How to learn from very little data? Analogy! Analogizers can learn from as little as one example because they never from a model.
Analogical reasoning has a distinguished intellectual pedigree.
- Aristotle: law of similarity: if two things are similar, the thought of one will tend to trigger the tought of the other
- Locke and Hume
- Nietzche: Truth is a mobile army of metaphors
- William James: this sense of sameness is the very keel and backbone of our thinking
- Contemporary psychologists: human cognition in its entirety is a fabric of analogies
- Teenagers who insert “like” into every sentence they say would probably, like, agree that analogy is important, dude.
Analogy got off to a slow start, and was initially overshadowed by neural networks.
- Nearest-neighbor algorithm
- Analogical reasoning
Nearest neighbor algorithm is the simplest and fastest learning algorithm. It consists of doing exactly nothing, and takes zero time to run. Can’t beat that. But there is a price to pay, and the prices comes at test time.
The entire genre of learning that nearest-neighbor is part of is sometimes called “lazy learning”
NN is able to implicitly form a very intricate border.
As the number of dimensions goes up, things fall apart pretty quickly. In high dimensionality, the notion of similarity itself breaks down.
Consider an orange: a tasty ball of pulp surrounded by a thin shell of skin. Let’s say 90% of the radium of an orange is occupied by pulp, and the remaining 10% by skin. That means 73% of the volume is orange is pulp (0.9^3). Now for a hyperorange in 100 dimension. The pulp has shrunk to 0.9^100 of the hyperorange’s volume. The hyperorange is all skin, and you’ll never be done peeling it!
With a high-dimensional normal distribution, you’re more likely to get a ample far from the mean than close to it. A bell curve in hyperspace looks more like a doughnut than a bell.
Decision trees are not immune to the curse of dimensionality. A decision tree can approximate a sphere by the smallest cube it fits inside. Not perfect, but not too bad either: only the corners of the cube get misclassified. But in high dimensions, almost the entire volume of the hypercube lies outside of the hypersphere. For every example you correctly classify as positive, you incorrectly classify many negative ones as positive, causing your accuracy to plummet.

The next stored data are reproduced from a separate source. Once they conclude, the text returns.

PR #449, opened 2016-01-06
Wrong pin assignment for Megatronics 3.0

floyd871:
Temperatur Pins for Heatbed and Extruder 2-3 are wrong, Correct definition:

#define TEMP_0_PIN 15 // Extruder 1
#define TEMP_2_PIN 13 // Extruder 2
#define TEMP_3_PIN 12 // Extruder 3
#define TEMP_1_PIN 14 // Heated bed

### DIFF
--- a/src/ArduinoAVR/Repetier/pins.h
+++ b/src/ArduinoAVR/Repetier/pins.h
@@ -2201,9 +2201,9 @@ S3(ext)=9
 */
 
 #define TEMP_0_PIN 15 // Extruder 1
-#define TEMP_2_PIN 14 // Extruder 2
-#define TEMP_3_PIN 13 // Extruder 3
-#define TEMP_1_PIN 12 // Heated bed
+#define TEMP_2_PIN 13 // Extruder 2
+#define TEMP_3_PIN 12 // Extruder 3
+#define TEMP_1_PIN 14 // Heated bed
 
 #define THERMOCOUPLE_0_PIN 11
 #define THERMOCOUPLE_1_PIN 10


repetier:
Ok, I see what you mean. You have a different interpretation what should be the heated bed thermistor.
We always assign the last thermistor to the heated bed. To solve a bit the confusion we have changed the comments for next update to:

// Extruder 1 - Thermistor 1
#define TEMP_0_PIN 15
// Extruder 2 - Thermistor 2
#define TEMP_2_PIN 14
// Extruder 3 - Thermistor 3
#define TEMP_3_PIN 13 
// Heated bed - Thermistor 4
#define TEMP_1_PIN 12 

That should at least show how it is used. It is normally a bad idea to change this later as it would invalide all running systems with that board. So I prefer to make it more clear how our names map the thermistors.

Some boards make it a bit easier having a thermistor named for heated bed so it is more clear. Sorry to confuse you with our numbering. Comes from old times where we only had 3 thermistors and outputs and one output was used for fan.

floyd871:
My former firmware i have used was marlin. First there was no Pin defines for the Megatronics 3.0 board. So i have created a pull request from the values provided by the inventor (Reprapworld). In their definement Thermistor 2 was for the heated bed. It makes more sense when the pin for the heated bed is the last one.

repetier:
So some more confusion. But yes, having first all extruder thermistors and then bed makes most sense which is why I did it that way. I guess most users use this intuitively right and only get confused when starting to think about it (or come from marlin).

Will close the request.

No learner is immune to the curse of dimensionality. It’s the second worst problem in ML, after overfitting.
- Get rid of the irrelevant dimensions.
- Learn attribute weights, shrink the less-relevant ones.
With the advent of deep learning, connectionists have regained the upper hand. Networks with many layers can express many functions more compactly than SVMs, which always have just one layer.
A notable early success of SVM was in text classification.
The fewer support vectors an SVM selects, the better it generalizes.
The most important question in any analogical learner is how to measure similarity. Another one is to know what we can infer about new object based on similar ones we’ve found.
Analogizer’s neatest trick is learning across problem domains.
Douglas Hofstandter, cognitive scientist and author of Godel, Escher, Bach: An Eternal Golden Braid, is probably the world’s best known analogizer. He argued passionately that all intelligent behavior reduces to analogy.